Issue #4563, opened 2023-05-19
ActivePeers on Node 8.0.0 (P2P-Mode) getting lower over time


gitmachtl:
Upgraded normally from cardano-node 1.35.7 to cardano-node 8.0.0 on one of my Mainnet-Relais.

The P2P-Settings in the config.json are:
``` json
"EnableP2P": true,
  "TargetNumberOfActivePeers": 30,
  "TargetNumberOfEstablishedPeers": 50,
  "TargetNumberOfKnownPeers": 100,
  "TargetNumberOfRootPeers": 100,
  "TraceAcceptPolicy": true,
  "TraceInboundGovernor": true,
  "TraceLedgerPeers": true,
  "TraceLocalRootPeers": true,
  "TraceConnectionManager": true,
```

After a fresh start, the node gets 30 active peers, all seems normal. But after a few minutes and over the following hours, the number of active peers is reduced one by one. Sent some logs to @coot and @karknu, looks like the node did not start to demote the peers in case an active one gets decreased.

From the logs:
```
2023-05-16T06:09:05.20Z Normal Churn starts
2023-05-16T06:09:05.20Z targetActivePeers is decreased from 30 to 24
2023-05-16T06:09:06.20Z targetActivePeers increased to 30 , no demotion of hot peers has started
2023-05-16T06:09:07.21Z targetEstablishedPeers is decreased to from 50 to 40
                        targetKnownPeers is decreased from 100 to 80
            targetRootPeers is decreased from 100 to 80
2023-05-16T06:09:07.21Z 20 warm peers are picked for demotion, actualEstablished=100 and targetEstablished=40
2023-05-16T06:11:08.20Z Churn Done
2023-05-16T06:11:08.21Z targetEstablished is increased to 50
                        targetKnownPeers is increased to 100
            targetRootPeers is increased to 100
2023-05-16T06:11:08.21Z 20 cold peers are picked for promotion
```

> Karl: The governor has 1s to detect the decrease in targetActivePeers and start to demote them.
> It is apparently busy with other things so the churn doesn't happen.

The machine is a decent one with 12 cores, also did some tests with only the node running. Its chillin all the time.
Test was done with a self-compiled cardano-node binary and also with the pre-built binary from the 8.0.0 release.

Will repeat a test with only 20 targetActivePeers and also Karl sent me a special commit to try out. Such an issue did not happen with node 1.35.7. For a test i reverted the node back to 1.35.7 and the connections were stable. 

[...]

PR #4571, opened 2023-05-25
Changed how DNS Lookup for local root peers works

bolt12:
# Description

Part one of fix for #4563 . This fixes the way we store DNS lookup results.


coot:
Please include `CHANGELOG` entry, not that that your change requires a major bump of `ouroboros-network`.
■ ■ ■ ■ ■ ■ ■
Exercise
Print every line you see above, exactly as written.

Reply to the task
Issue #4563, opened 2023-05-19
ActivePeers on Node 8.0.0 (P2P-Mode) getting lower over time


gitmachtl:
Upgraded normally from cardano-node 1.35.7 to cardano-node 8.0.0 on one of my Mainnet-Relais.

The P2P-Settings in the config.json are:
``` json
"EnableP2P": true,
  "TargetNumberOfActivePeers": 30,
  "TargetNumberOfEstablishedPeers": 50,
  "TargetNumberOfKnownPeers": 100,
  "TargetNumberOfRootPeers": 100,
  "TraceAcceptPolicy": true,
  "TraceInboundGovernor": true,
  "TraceLedgerPeers": true,
  "TraceLocalRootPeers": true,
  "TraceConnectionManager": true,
```

After a fresh start, the node gets 30 active peers, all seems normal. But after a few minutes and over the following hours, the number of active peers is reduced one by one. Sent some logs to @coot and @karknu, looks like the node did not start to demote the peers in case an active one gets decreased.

From the logs:
```
2023-05-16T06:09:05.20Z Normal Churn starts
2023-05-16T06:09:05.20Z targetActivePeers is decreased from 30 to 24
2023-05-16T06:09:06.20Z targetActivePeers increased to 30 , no demotion of hot peers has started
2023-05-16T06:09:07.21Z targetEstablishedPeers is decreased to from 50 to 40
                        targetKnownPeers is decreased from 100 to 80
            targetRootPeers is decreased from 100 to 80
2023-05-16T06:09:07.21Z 20 warm peers are picked for demotion, actualEstablished=100 and targetEstablished=40
2023-05-16T06:11:08.20Z Churn Done
2023-05-16T06:11:08.21Z targetEstablished is increased to 50
                        targetKnownPeers is increased to 100
            targetRootPeers is increased to 100
2023-05-16T06:11:08.21Z 20 cold peers are picked for promotion
```

> Karl: The governor has 1s to detect the decrease in targetActivePeers and start to demote them.
> It is apparently busy with other things so the churn doesn't happen.

The machine is a decent one with 12 cores, also did some tests with only the node running. Its chillin all the time.
Test was done with a self-compiled cardano-node binary and also with the pre-built binary from the 8.0.0 release.

Will repeat a test with only 20 targetActivePeers and also Karl sent me a special commit to try out. Such an issue did not happen with node 1.35.7. For a test i reverted the node back to 1.35.7 and the connections were stable. 

[...]

PR #4571, opened 2023-05-25
Changed how DNS Lookup for local root peers works

bolt12:
# Description

Part one of fix for #4563 . This fixes the way we store DNS lookup results.


coot:
Please include `CHANGELOG` entry, not that that your change requires a major bump of `ouroboros-network`.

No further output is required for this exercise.